I have a 40 Gig WD Passport that just quit working. At first I thought it was the USB port since I had just reformated my computer. It is not the USB port because my mp3 player still works on that port. Also the drive is not opening up on my other two laptops.

Before I reformated the computer I had backed up everything to the WD Passport. I am just sick about the idea that 5 years worth of digital photos could be gone.

I can hear the WD spinning around but it does nothing more. Anyway I can recover what is on this thing? 

My kids swear they did not drop it. I don't want to reformat it because it would erase everything.

Please help me if you can.

BTW I have already emailed WD passport.

:upset::upset::upset:


----------



## dai

can you see the drive in disk management and the space occupied by the files


----------



## fitlibrarian

How do I find disk management?

It does not appear at all (while plugged in) my computer


----------



## dai

control panel /admin tools
look in the left column for disk management and click on it


----------



## ceri sheeran

Hi,

Your USB ports on the laptop may not be able to supply enough power for the WD Passport drive.

Try using a powered USB 2 hub or try using a separate power supply unit for the WD Passport drive. The 40GB passport drive I have has provision for a separate power supply jack instead of being powered from the USB ports. 

The cable supplied with the drive I have, is intended to use two USB ports to power the drive. A laptop may not be able to supply enough power on the USB ports to run the drive.

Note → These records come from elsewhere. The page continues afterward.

PR #2250, opened 2026-09-16
fix: close the gaps the deterministic-stop review found

srieteja:
Fixes on top of #2245 for the findings from its review.

## What
- **at_lookup dependency** — at_lookup now requires `at_commons: ^5.18.0`, the first version with `StoppedException`. Workspace resolution hid the old `^5.16.0` from CI.
- **`waitUntilCaughtUp()` after `close()`** — a wait that starts after `close()` now fails with `StoppedException`. It used to hang.
- **`AtRpcClient.call` during shutdown** — no uncaught async error when the send throws, and no `TypeError` when responses end while a send is in flight.
- **`pubKeyCache` growth** — expired entries are dropped on every insert, so the cache is limited to live keys as of the last insert.
- **`RemoteSecondary.closeConnection()`** — *documented, not changed.* It is now terminal: both SDK callers want that, and a non-terminal variant would need a downcast on `AtLookUp`. The dartdoc and the CHANGELOG point to `AtLookupMuxable.dropConnection()` for connections that should reconnect.

## How
- `SyncServiceImpl.addProgressListener` sends a `stopped` `SyncProgress` in a microtask **only when `_closed`**. `stop()` can be undone, and its documented flow is stop → add listeners → `start()`, so a listener added after a plain `stop()` gets no event.
  - A new private `_buildStoppedProgress()` builds the event for both this path and `_drainSyncQueue`.
- `AtRpcClient.call` holds its completer in a local variable and calls `future.ignore()` on it right away. If the send throws, the completer is removed from the map; otherwise `call` returns the local's future, so clearing the map can't break it.
- `cachePubKey` runs `removeWhere` on expired entries before inserting.
- New tests, each confirmed to fail without the `lib/` change:
  - `client_stop_test.dart`: a wait that starts after `close()`, plus a guard that a listener added after `stop()` hears nothing.
  - `rpc/at_rpc_client_stop_test.dart`: both shutdown orderings, run under `runZonedGuarded` and asserting no uncaught errors.
  - `envelope_signing_test.dart`: an expired entry for a different key is swept on insert.
- `dart analyze` is clean. `dart test` passes: at_client 2067, at_lookup 173.


gkc:
Thanks @srieteja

Even on mains poer, not battery a laptop may struggle to supply enough power on the USB ports for the drive, hence the need for a separate power supply to the drive.

hth

Ceri


----------



## c_speers

fitlibrarian I have the same problem as you. My Passport is a 60GB, but it just stopped working, i can hear the Hard drive spinning though. ITs not being recognised in Disk Management, but the computer still seems to recognise it when it is plugged in, however it wont load up the files.

Any ideas?


----------



## mbag

Here is a possible solution to the original problem, but I don't know why it works: Plug the drive into a computer running Vista.

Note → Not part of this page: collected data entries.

PR #2252, opened 2026-09-17
fix: review findings from #2245

srieteja:
Fixes what the review on #2245 turned up, applied on top of this branch.

- The newly installed `sharing.fileReceivedSecret` hook can throw, and because it runs after `secretStore.putIfNewer` has already committed, a failed filing is never retried and the secret is never emitted on `receivedSecrets` — waiters on that secret hang out their timeout and the key material is lost from durable storage. — `packages/at_client/lib/src/client/pq_client_bootstrap.dart:237`
- `expiringSoonEvents()` emits into a private StreamController that the backing `_CItemTimerScheduler` never closes on dispose — a consumer doing `await for` on the stream hangs forever after client stop. — `packages/at_client/lib/src/collections/collections.dart:4616`
- The `progress.stopped` branch in `waitUntilCaughtUp` completes the future with StoppedException but skips `detach()` — every call on an already-closed service leaks one listener for the life of the service object. — `packages/at_client/lib/src/service/sync_service.dart:294`

Full review: https://github.com/atsign-foundation/at_client_sdk/pull/2245 (report kept alongside this run's findings). `dart test` passes: at_client 2075/2075.


gkc:
Thanks - merging this, and then fixing the first one properly on the branch. Here's what I checked and what I'm doing.

**sync_service** - right, and merging as is. Every other terminal path in `waitUntilCaughtUp` calls `detach()` - both completes and the timeout - and only the `stopped` branch returned without it.

**collections** - right, and merging as is. Worth saying why it works, because `scheduler.dispose()` looks like it only runs from `onCancel`, where closing the controller would achieve nothing: it also runs from `collections.dart:4618`, where the scheduler listens to `collection.updates` with `onDone: () => unawaited(dispose())`. That is the client-stop path - the collection's event stream ends, the scheduler disposes, and nothing closed `ctrl`, so an `await for` waits for ever. `onDispose: ctrl.close` closes exactly that one. `availableEvents` emits through `watch()` rather than a private controller, so it doesn't need the same treatment.

**pq_client_bootstrap** - the diagnosis is right and the fix isn't, so I'm taking the diagnosis and changing the fix. The throw is deliberate: `fileReceivedSecret`'s dartdoc says "a throw keeps the envelope for the next sweep", and `sweepOnce` is built on it - on a throw it keeps both the claim and the envelope and logs "it is kept for a retry at the next start". Swallowing means the envelope is deleted instead, and leaves both of those sentences false.

But you're right that the retry is dead, and the cause is a line earlier than the one you changed. `putIfNewer` commits at `pairwise_secret_sharing.dart:1006`, before the filing at :1014. So at the next start the secret is already stored, `stored == false` short-circuits at :1007-1011, and the filing and the `receivedSecrets` emit are both skipped. The envelope is kept for a retry that can no longer do anything.

One small correction: the secret isn't lost from durable storage - `putIfNewer` committed it before the filing ran. What's lost is the filing.

So the fix is to let the early return distinguish "we hold something newer, ignore this" from "we hold exactly this one, and the filing may still be owed", and let the throw keep doing its job. I'll push that on top.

I have a similar problem. I have a WD Passport 60 gig that I keep music and personal files on at work. Computer is running XP, version 5.1.2600. Every few weeks or longer, the drive simply disappears and cannot be accessed, even after unplugging and replugging it in. The drive light comes on, and you can hear a soft rhythmic clicking, as if the drive is spinning on an endless loop. No error messages, nothing. The drive is simply not detected.

I took the drive home to see if I could recover it. I plugged it into my Vista box there, and it started up fine. All files were there, and fully accessible. The amazing thing is, after this "reboot" through Vista, it works fine when plugged back into the XP computer at work. (At least, until the next time it craps out, which can be weeks later.)

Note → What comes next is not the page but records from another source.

PR #31, opened 2021-01-21
Tests

jorshi:
Starting unit tests with PyTest

### DIFF
--- a/.github/workflows/codecov.yml
+++ b/.github/workflows/codecov.yml
@@ -49,13 +49,13 @@ jobs:
         pytest --cov-report=xml --cov=./src tests/
     - name: Upload pytest coverage to Codecov
       uses: codecov/codecov-action@v1.2.0
-        with:
-          token: ${{ secrets.CODECOV_TOKEN }}
-          files: ./coverage.xml
-          #        directory: ./coverage/reports/
-          flags: unittests
-          env_vars: OS,PYTHON
-          name: codecov-umbrella
-          fail_ci_if_error: true
-          #        path_to_write_report: ./coverage/codecov_report.txt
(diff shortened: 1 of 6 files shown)


src/ddspdrum/module.py
```diff
@@ -45,7 +45,7 @@ def __repr__(self):
         )
 
     def seconds_to_samples(self, seconds: float) -> int:
-        return round(int(seconds * self.sample_rate))
+        return int(round(seconds * self.sample_rate))
```
jorshi, line 48: I think we want to round before converting to int here

.github/workflows/codecov.yml
```diff
@@ -42,3 +44,18 @@ jobs:
         fail_ci_if_error: true
 #        path_to_write_report: ./coverage/codecov_report.txt
         verbose: true
+    - name: Generate coverage report with tests
```
jorshi, line 47: Adding pytest to codecov report

.github/workflows/pytest.yml
```diff
@@ -0,0 +1,31 @@
+name: Tests with Pytest
```
jorshi, line 1: maybe redundant adding a pytest specific workflow? But we can add tests for different OSes and python versions in addition to the one run in the code coverage

tests/test_module.py
```diff
@@ -0,0 +1,124 @@
+"""
```
jorshi, line 1: pytest looks for modules prefixed with test_ and then runs methods prefixed with test_ as unit tests. Grouping each test within a class that relates to the class that it is testing.

turian (approved):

I have done this numerous times, and it always works. It's somewhat annoying, but better than not having the drive.

Note that plugging it into other XP computers (at work) does not "reset" the drive, and you still just get the clicking sound, with no recognition by the OS.

Hope this helps. More importantly, does this suggest to anyone what the underlying problem is? I'd like to be able to solve the problem for good ...


----------



## bongo667

Any news?


----------



## kansasa

I ran into a somewhat similar problem with my passport when my USB DVD player didn't have enough power to run it. I made my own cord to power it through the USB cable using a 5v power adaptor. I've posted instructions at my blog and a video at YouTube. It's pretty simple to make the cord and I used items I had around the house so it didn't really cost me anything. You could use the cable when the USB from your computer doesn't supply enough power as well as use it when it won't work with a USB enabled DVD player. The link to my blog is at
http://kansasa.blogspot.com/2008/06/make-your-wd-passport-work-with-any-usb.html 
I hope this helps some


----------